## [WHAT TO DO]
Each record that follows is to be output in full, precisely as written.

## [Stored data]
·····

Issue #432, opened 2024-10-22
EL permission rules clarification


tomaird:
The summary table describes that `CL` and `EL` are only cleared if `CL=0`  on the auth cap (amongst other conditions):

![image](https://github.com/user-attachments/assets/fea583c6-a134-4e26-ba1c-d5aaf9908c80)

But all the descriptions of `EL` don't mention that `CL` must be zero on the auth cap, but do mention all the other conditions. e.g. in `LC`:

![image](https://github.com/user-attachments/assets/dd6bf43a-6753-4855-a8d0-06546036d76c)

I'm assuming the table is correct and `auth_cap.CL=0` is required to clear `CL` and `EL` in the data cap, but it's a bit confusing to leave this out of these text descriptions.

Note, this is not a problem for the SL-perm rules which describe the conditions in full.

jamie-melling:
To me, it seems like changing the `CL` is more like a demotion than removing a permission.  If your auth cap is Global, then you can load Local or Global capabilities, but if your capability is Local, then can only load Local capabilities using it - hence setting `CL=0` when `auth_cap.CL ==0`. 
"restricting capability level to the level of the authorizing capability" is more future proof wording if the capability levels were ever increased.

PR #436, opened 2024-10-29
local/global clarification

tariqkurd-repo:
Fix https://github.com/riscv/riscv-cheri/issues/432

### DIFF
--- a/src/insns/atomic_exceptions.adoc
+++ b/src/insns/atomic_exceptions.adoc
@@ -8,7 +8,7 @@ If <<c_perm>> is not granted then store the memory tag as zero, and load `cd.tag
 +
 If the authorizing capability does not grant <<lm_perm>>, and the tag of `cd` is 1 and `cd` is not sealed, then an implicit <<ACPERM>> clearing <<w_perm>> and <<lm_perm>> is performed to obtain the intermediate permissions on `cd` (see <<LC>>).
 +
-If the authorizing capability does not grant <<el_perm>>, and the tag of `cd` is 1, then an implicit <<ACPERM>> clearing <<el_perm>> and restricting <<section_cap_level>> to the level of the authorizing capability is performed to obtain the final permissions on `cd` (see <<LC>>).
+If the authorizing capability does not grant <<el_perm>>, the authorizing <<section_cap_level>> is _local_ and the tag of `cd` is 1, then an implicit <<ACPERM>> clearing <<el_perm>> and restricting the <<section_cap_level>> to the level of the authorizing capability is performed to obtain the final permissions on `cd` (see <<LC>>).
 +
 endif::[]
 ifndef::cap_atomic[]
--- a/src/insns/atomic_exceptions.adoc
+++ b/src/insns/atomic_exceptions.adoc
@@ -8,7 +8,7 @@ If <<c_perm>> is not granted then store the memory tag as zero, and load `cd.tag
 +
 If the authorizing capability does not grant <<lm_perm>>, and the tag of `cd` is 1 and `cd` is not sealed, then an implicit <<ACPERM>> clearing <<w_perm>> and <<lm_perm>> is performed to obtain the intermediate permissions on `cd` (see <<LC>>).
 +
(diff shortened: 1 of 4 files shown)


src/insns/atomic_exceptions.adoc
```diff
@@ -8,7 +8,7 @@ If <<c_perm>> is not granted then store the memory tag as zero, and load `cd.tag
 +
 If the authorizing capability does not grant <<lm_perm>>, and the tag of `cd` is 1 and `cd` is not sealed, then an implicit <<ACPERM>> clearing <<w_perm>> and <<lm_perm>> is performed to obtain the intermediate permissions on `cd` (see <<LC>>).
 +
-If the authorizing capability does not grant <<el_perm>>, and the tag of `cd` is 1, then an implicit <<ACPERM>> clearing <<el_perm>> and restricting <<section_cap_level>> to the level of the authorizing capability is performed to obtain the final permissions on `cd` (see <<LC>>).
+If the authorizing capability does not grant <<el_perm>>, the authorizing <<section_cap_level>> is _local_ and the tag of `cd` is 1, then an implicit <<ACPERM>> clearing <<el_perm>> and restricting the <<section_cap_level>> to the level of the authorizing capability is performed to obtain the final permissions on `cd` (see <<LC>>).
```
arichardson, line 11: I omitted `the authorizing <<section_cap_level>>` initially, since the <<el_perm>> should always be cleared and limiting CL to the authorizing cap's CL does nothing if the auth cap has a CL of _global_.

CC: @LawrenceEsswood

src/level-ext.adoc
```diff
@@ -108,6 +108,8 @@ This avoids the need for a dedicated instruction and allows reducing the level a
 [#section_cap_level_summary]
 === Capability level summary table
 
+NOTE: A capability with <<section_cap_level,CL>>=1 is *global* and with <<section_cap_level,CL>>=0 is *local*.
```
arichardson, line 111: We use _local_ and _global_ in other places.
```suggestion
NOTE: A capability with <<section_cap_level,CL>>=1 is _global_ and with <<section_cap_level,CL>>=0 is _local_.
```

arichardson (commented):
I think the added condition on the load is not correct, but otherwise the changes look good.

tariqkurd-repo:
> I think the added condition on the load is not correct, but otherwise the changes look good.

which condition?

davidchisnall:
@nwf

src/insns/atomic_exceptions.adoc
LawrenceEsswood: Correct. This ACPERM should happen just for the purpose of clearing EL even if loading by a global capability.

src/level-ext.adoc
```diff
@@ -74,7 +74,7 @@ endif::[]
 11+| bit[0] - <<m_bit>> ({CAP_MODE_VALUE}-{cheri_cap_mode_name}, {INT_MODE_VALUE}-{cheri_int_mode_name})
 |Bits[4:3]| R | W | C | LM | EL | SL  | X | ASR | Mode^1^ |
 | 0-1   | ✔ | ✔ | ✔ | ✔  | ✔  | ∞   | ✔ |  ✔  | Mode^1^  | Execute + ASR (see <<infinite-cap>>)
-| 2-3   | ✔ |   | ✔ | ✔  | ✔  | ∞   | ✔ |     | Mode^1^  | Execute + Data & Cap RO
```
LawrenceEsswood, line 77: This was meant to be inf.

Although it doesn't seem to matter what store-level a capability is if it cannot store, if we later want to introduce a  transitive store level policy this would be used to limit any capabilities loaded.

Getperm has to report something anyway, min and max being sensible defaults, and max is useful here.

src/insns/atomic_exceptions.adoc
tariqkurd-repo: ok fixed

src/level-ext.adoc
tariqkurd-repo: ok, fair enough

arichardson:
> > I think the added condition on the load is not correct, but otherwise the changes look good.
> 
> which condition?

The one you just removed (`the authorizing <<section_cap_level>> is _local_`). Looks good now.

arichardson (approved):

LawrenceEsswood (approved):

·····

## [RESULT FOR THIS TASK]
Issue #432, opened 2024-10-22
EL permission rules clarification


tomaird:
The summary table describes that `CL` and `EL` are only cleared if `CL=0`  on the auth cap (amongst other conditions):

![image](https://github.com/user-attachments/assets/fea583c6-a134-4e26-ba1c-d5aaf9908c80)

But all the descriptions of `EL` don't mention that `CL` must be zero on the auth cap, but do mention all the other conditions. e.g. in `LC`:

![image](https://github.com/user-attachments/assets/dd6bf43a-6753-4855-a8d0-06546036d76c)

I'm assuming the table is correct and `auth_cap.CL=0` is required to clear `CL` and `EL` in the data cap, but it's a bit confusing to leave this out of these text descriptions.

Note, this is not a problem for the SL-perm rules which describe the conditions in full.

jamie-melling:
To me, it seems like changing the `CL` is more like a demotion than removing a permission.  If your auth cap is Global, then you can load Local or Global capabilities, but if your capability is Local, then can only load Local capabilities using it - hence setting `CL=0` when `auth_cap.CL ==0`. 
"restricting capability level to the level of the authorizing capability" is more future proof wording if the capability levels were ever increased.

PR #436, opened 2024-10-29
local/global clarification

tariqkurd-repo:
Fix https://github.com/riscv/riscv-cheri/issues/432

### DIFF
--- a/src/insns/atomic_exceptions.adoc
+++ b/src/insns/atomic_exceptions.adoc
@@ -8,7 +8,7 @@ If <<c_perm>> is not granted then store the memory tag as zero, and load `cd.tag
 +
 If the authorizing capability does not grant <<lm_perm>>, and the tag of `cd` is 1 and `cd` is not sealed, then an implicit <<ACPERM>> clearing <<w_perm>> and <<lm_perm>> is performed to obtain the intermediate permissions on `cd` (see <<LC>>).
 +
-If the authorizing capability does not grant <<el_perm>>, and the tag of `cd` is 1, then an implicit <<ACPERM>> clearing <<el_perm>> and restricting <<section_cap_level>> to the level of the authorizing capability is performed to obtain the final permissions on `cd` (see <<LC>>).
+If the authorizing capability does not grant <<el_perm>>, the authorizing <<section_cap_level>> is _local_ and the tag of `cd` is 1, then an implicit <<ACPERM>> clearing <<el_perm>> and restricting the <<section_cap_level>> to the level of the authorizing capability is performed to obtain the final permissions on `cd` (see <<LC>>).
 +
 endif::[]
 ifndef::cap_atomic[]
--- a/src/insns/atomic_exceptions.adoc
+++ b/src/insns/atomic_exceptions.adoc
@@ -8,7 +8,7 @@ If <<c_perm>> is not granted then store the memory tag as zero, and load `cd.tag
 +
 If the authorizing capability does not grant <<lm_perm>>, and the tag of `cd` is 1 and `cd` is not sealed, then an implicit <<ACPERM>> clearing <<w_perm>> and <<lm_perm>> is performed to obtain the intermediate permissions on `cd` (see <<LC>>).
 +
(diff shortened: 1 of 4 files shown)


src/insns/atomic_exceptions.adoc
```diff
@@ -8,7 +8,7 @@ If <<c_perm>> is not granted then store the memory tag as zero, and load `cd.tag
 +
 If the authorizing capability does not grant <<lm_perm>>, and the tag of `cd` is 1 and `cd` is not sealed, then an implicit <<ACPERM>> clearing <<w_perm>> and <<lm_perm>> is performed to obtain the intermediate permissions on `cd` (see <<LC>>).
 +
-If the authorizing capability does not grant <<el_perm>>, and the tag of `cd` is 1, then an implicit <<ACPERM>> clearing <<el_perm>> and restricting <<section_cap_level>> to the level of the authorizing capability is performed to obtain the final permissions on `cd` (see <<LC>>).
+If the authorizing capability does not grant <<el_perm>>, the authorizing <<section_cap_level>> is _local_ and the tag of `cd` is 1, then an implicit <<ACPERM>> clearing <<el_perm>> and restricting the <<section_cap_level>> to the level of the authorizing capability is performed to obtain the final permissions on `cd` (see <<LC>>).
```
arichardson, line 11: I omitted `the authorizing <<section_cap_level>>` initially, since the <<el_perm>> should always be cleared and limiting CL to the authorizing cap's CL does nothing if the auth cap has a CL of _global_.

CC: @LawrenceEsswood

src/level-ext.adoc
```diff
@@ -108,6 +108,8 @@ This avoids the need for a dedicated instruction and allows reducing the level a
 [#section_cap_level_summary]
 === Capability level summary table
 
+NOTE: A capability with <<section_cap_level,CL>>=1 is *global* and with <<section_cap_level,CL>>=0 is *local*.
```
arichardson, line 111: We use _local_ and _global_ in other places.
```suggestion
NOTE: A capability with <<section_cap_level,CL>>=1 is _global_ and with <<section_cap_level,CL>>=0 is _local_.
```

arichardson (commented):
I think the added condition on the load is not correct, but otherwise the changes look good.

tariqkurd-repo:
> I think the added condition on the load is not correct, but otherwise the changes look good.

which condition?

davidchisnall:
@nwf

src/insns/atomic_exceptions.adoc
LawrenceEsswood: Correct. This ACPERM should happen just for the purpose of clearing EL even if loading by a global capability.

src/level-ext.adoc
```diff
@@ -74,7 +74,7 @@ endif::[]
 11+| bit[0] - <<m_bit>> ({CAP_MODE_VALUE}-{cheri_cap_mode_name}, {INT_MODE_VALUE}-{cheri_int_mode_name})
 |Bits[4:3]| R | W | C | LM | EL | SL  | X | ASR | Mode^1^ |
 | 0-1   | ✔ | ✔ | ✔ | ✔  | ✔  | ∞   | ✔ |  ✔  | Mode^1^  | Execute + ASR (see <<infinite-cap>>)
-| 2-3   | ✔ |   | ✔ | ✔  | ✔  | ∞   | ✔ |     | Mode^1^  | Execute + Data & Cap RO
```
LawrenceEsswood, line 77: This was meant to be inf.

Although it doesn't seem to matter what store-level a capability is if it cannot store, if we later want to introduce a  transitive store level policy this would be used to limit any capabilities loaded.

Getperm has to report something anyway, min and max being sensible defaults, and max is useful here.

src/insns/atomic_exceptions.adoc
tariqkurd-repo: ok fixed

src/level-ext.adoc
tariqkurd-repo: ok, fair enough

arichardson:
> > I think the added condition on the load is not correct, but otherwise the changes look good.
> 
> which condition?

The one you just removed (`the authorizing <<section_cap_level>> is _local_`). Looks good now.

arichardson (approved):

LawrenceEsswood (approved):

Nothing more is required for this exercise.